**WHAT YOU WILL DO:** A verbatim copy of the entries is the required answer.

Saved entries:

PR #7954, opened 2019-05-13
PubSub: Propagate subscribe callback errors to main thread

### LINKED ISSUE #7917: PubSub: Subscriber future not raising exception that happen in callbacks
A user reported the following in an email message (slightly adjusted for readability):

---
To sum up this issue, the [documentation](https://googleapis.github.io/google-cloud-python/latest/pubsub/subscriber/index.html#subscription-callbacks) on subscription callbacks says the following:

> You can also use this for error handling; any exceptions that crop up on a thread will be set on the future.

```py
try:
    future.result()
except Exception as ex:
    subscription.close()
    raise
```

Unfortunately, this is not the case, because there is a try/except that catches every exception and never re-raises it to propagate it up the chain. Specifically, the exception is silenced here:

https://github.com/googleapis/google-cloud-python/blob/master/pubsub/google/cloud/pubsub_v1/subscriber/_protocol/streaming_pull_manager.py#L55-L72

I understand the built in `nack()`, that definitely makes sense. However, either the documentation or the code needs to change.

You can observe the behavior with a simple code snippet below, and see that the main thread never sees the exception raised, and does not die:

```py
import sys

SUBNAME = "<SUBNAME>"

def callback(message):
    # I just raise an exception
    raise Exception

sub = pubsub_v1.SubscriberClient()   
fut = sub.subscribe(SUBNAME, callback)

try:
    fut.result()
except Exception:
    sys.exit(1)
```
---

### Comment
Callbacks are dispatched asynchronously using a background thread pool, and are not executed in the main thread. The future returned by the `subscriber.subscribe()` call is a [StreamingPullFuture](https://github.com/googleapis/google-cloud-python/blob/master/pubsub/google/cloud/pubsub_v1/subscriber/futures.py#L20), which is only resolved when the underlying streaming pull manager terminates. However, the manager currently does not know anything about that future, and thus cannot interact with it.

**To discuss:**
How do other PubSub clients handle exceptions in user-provided callbacks, do they propagate them to the main thread?

One possible way of supporting this functionality would be to modify the code where the streaming pull manager and the future [are created](https://github.com/googleapis/google-cloud-python/blob/master/pubsub/google/cloud/pubsub_v1/subscriber/client.py#L206-L210) (or the `StreamingPullFuture` code itself). The manager would need to be given a reference to the future in order to resolve it with an exception, should one occur in the provided callback.

plamut:
Closes #7917.

This PR implements a user request to propagate exceptions from streaming pull callbacks to the main thread awaiting the result of the future returned by the `subscriber.subscribe()` call.

### How to test

**Steps to reproduce:**
- Publish a message to the topic.
- Run the sample subscriber code posted under the [issue](https://github.com/googleapis/google-cloud-python/issues/7917) (adjust subscription name as necessary).

- Nothing happens in the main thread. The exception is raised in the callback, but the main thread keeps waiting for for `fut.result()`.

- An exception from the callback is propagated to `fut.result()`, and the main thread exists almost immediately after the callback is invoked.

### DIFF
--- a/pubsub/google/cloud/pubsub_v1/subscriber/_protocol/streaming_pull_manager.py
+++ b/pubsub/google/cloud/pubsub_v1/subscriber/_protocol/streaming_pull_manager.py
@@ -52,7 +52,7 @@ def _maybe_wrap_exception(exception):
     return exception
 
 
-def _wrap_callback_errors(callback, message):
+def _wrap_callback_errors(callback, on_callback_error, message):
     """Wraps a user callback so that if an exception occurs the message is
     nacked.
 
@@ -62,14 +62,15 @@ def _wrap_callback_errors(callback, message):
     """
     try:
         callback(message)
-    except Exception:
+    except Exception as exc:
         # Note: the likelihood of this failing is extremely low. This just adds
         # a message to a queue, so if this doesn't work the world is in an
         # unrecoverable state and this thread should just bail.
         _LOGGER.exception(
-            "Top-level exception occurred in callback while processing a " "message"
+            "Top-level exception occurred in callback while processing a message"
         )
         message.nack()
+        on_callback_error(exc)
 
 
 class StreamingPullManager(object):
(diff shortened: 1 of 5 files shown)


pubsub/google/cloud/pubsub_v1/subscriber/_protocol/streaming_pull_manager.py
```diff
@@ -299,21 +300,26 @@ def heartbeat(self):
         if self._rpc is not None and self._rpc.is_active:
             self._rpc.send(types.StreamingPullRequest())
 
-    def open(self, callback):
+    def open(self, callback, on_callback_error):
```
plamut: FWIW, this method signature change is safe, as `StreamingPullManager` class is only used internally in the subscriber client's `subscribe()` method, and is not mentioned anywhere in the [user docs](https://googleapis.github.io/google-cloud-python/latest/pubsub/), at least from what I can see.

**SOLUTION:**
PR #7954, opened 2019-05-13
PubSub: Propagate subscribe callback errors to main thread

### LINKED ISSUE #7917: PubSub: Subscriber future not raising exception that happen in callbacks
A user reported the following in an email message (slightly adjusted for readability):

---
To sum up this issue, the [documentation](https://googleapis.github.io/google-cloud-python/latest/pubsub/subscriber/index.html#subscription-callbacks) on subscription callbacks says the following:

> You can also use this for error handling; any exceptions that crop up on a thread will be set on the future.

```py
try:
    future.result()
except Exception as ex:
    subscription.close()
    raise
```

Unfortunately, this is not the case, because there is a try/except that catches every exception and never re-raises it to propagate it up the chain. Specifically, the exception is silenced here:

https://github.com/googleapis/google-cloud-python/blob/master/pubsub/google/cloud/pubsub_v1/subscriber/_protocol/streaming_pull_manager.py#L55-L72

I understand the built in `nack()`, that definitely makes sense. However, either the documentation or the code needs to change.

You can observe the behavior with a simple code snippet below, and see that the main thread never sees the exception raised, and does not die:

```py
import sys

SUBNAME = "<SUBNAME>"

def callback(message):
    # I just raise an exception
    raise Exception

sub = pubsub_v1.SubscriberClient()   
fut = sub.subscribe(SUBNAME, callback)

try:
    fut.result()
except Exception:
    sys.exit(1)
```
---

### Comment
Callbacks are dispatched asynchronously using a background thread pool, and are not executed in the main thread. The future returned by the `subscriber.subscribe()` call is a [StreamingPullFuture](https://github.com/googleapis/google-cloud-python/blob/master/pubsub/google/cloud/pubsub_v1/subscriber/futures.py#L20), which is only resolved when the underlying streaming pull manager terminates. However, the manager currently does not know anything about that future, and thus cannot interact with it.

**To discuss:**
How do other PubSub clients handle exceptions in user-provided callbacks, do they propagate them to the main thread?

One possible way of supporting this functionality would be to modify the code where the streaming pull manager and the future [are created](https://github.com/googleapis/google-cloud-python/blob/master/pubsub/google/cloud/pubsub_v1/subscriber/client.py#L206-L210) (or the `StreamingPullFuture` code itself). The manager would need to be given a reference to the future in order to resolve it with an exception, should one occur in the provided callback.

plamut:
Closes #7917.

This PR implements a user request to propagate exceptions from streaming pull callbacks to the main thread awaiting the result of the future returned by the `subscriber.subscribe()` call.

### How to test

**Steps to reproduce:**
- Publish a message to the topic.
- Run the sample subscriber code posted under the [issue](https://github.com/googleapis/google-cloud-python/issues/7917) (adjust subscription name as necessary).

- Nothing happens in the main thread. The exception is raised in the callback, but the main thread keeps waiting for for `fut.result()`.

- An exception from the callback is propagated to `fut.result()`, and the main thread exists almost immediately after the callback is invoked.

### DIFF
--- a/pubsub/google/cloud/pubsub_v1/subscriber/_protocol/streaming_pull_manager.py
+++ b/pubsub/google/cloud/pubsub_v1/subscriber/_protocol/streaming_pull_manager.py
@@ -52,7 +52,7 @@ def _maybe_wrap_exception(exception):
     return exception
 
 
-def _wrap_callback_errors(callback, message):
+def _wrap_callback_errors(callback, on_callback_error, message):
     """Wraps a user callback so that if an exception occurs the message is
     nacked.
 
@@ -62,14 +62,15 @@ def _wrap_callback_errors(callback, message):
     """
     try:
         callback(message)
-    except Exception:
+    except Exception as exc:
         # Note: the likelihood of this failing is extremely low. This just adds
         # a message to a queue, so if this doesn't work the world is in an
         # unrecoverable state and this thread should just bail.
         _LOGGER.exception(
-            "Top-level exception occurred in callback while processing a " "message"
+            "Top-level exception occurred in callback while processing a message"
         )
         message.nack()
+        on_callback_error(exc)
 
 
 class StreamingPullManager(object):
(diff shortened: 1 of 5 files shown)


pubsub/google/cloud/pubsub_v1/subscriber/_protocol/streaming_pull_manager.py
```diff
@@ -299,21 +300,26 @@ def heartbeat(self):
         if self._rpc is not None and self._rpc.is_active:
             self._rpc.send(types.StreamingPullRequest())
 
-    def open(self, callback):
+    def open(self, callback, on_callback_error):
```
plamut: FWIW, this method signature change is safe, as `StreamingPullManager` class is only used internally in the subscriber client's `subscribe()` method, and is not mentioned anywhere in the [user docs](https://googleapis.github.io/google-cloud-python/latest/pubsub/), at least from what I can see.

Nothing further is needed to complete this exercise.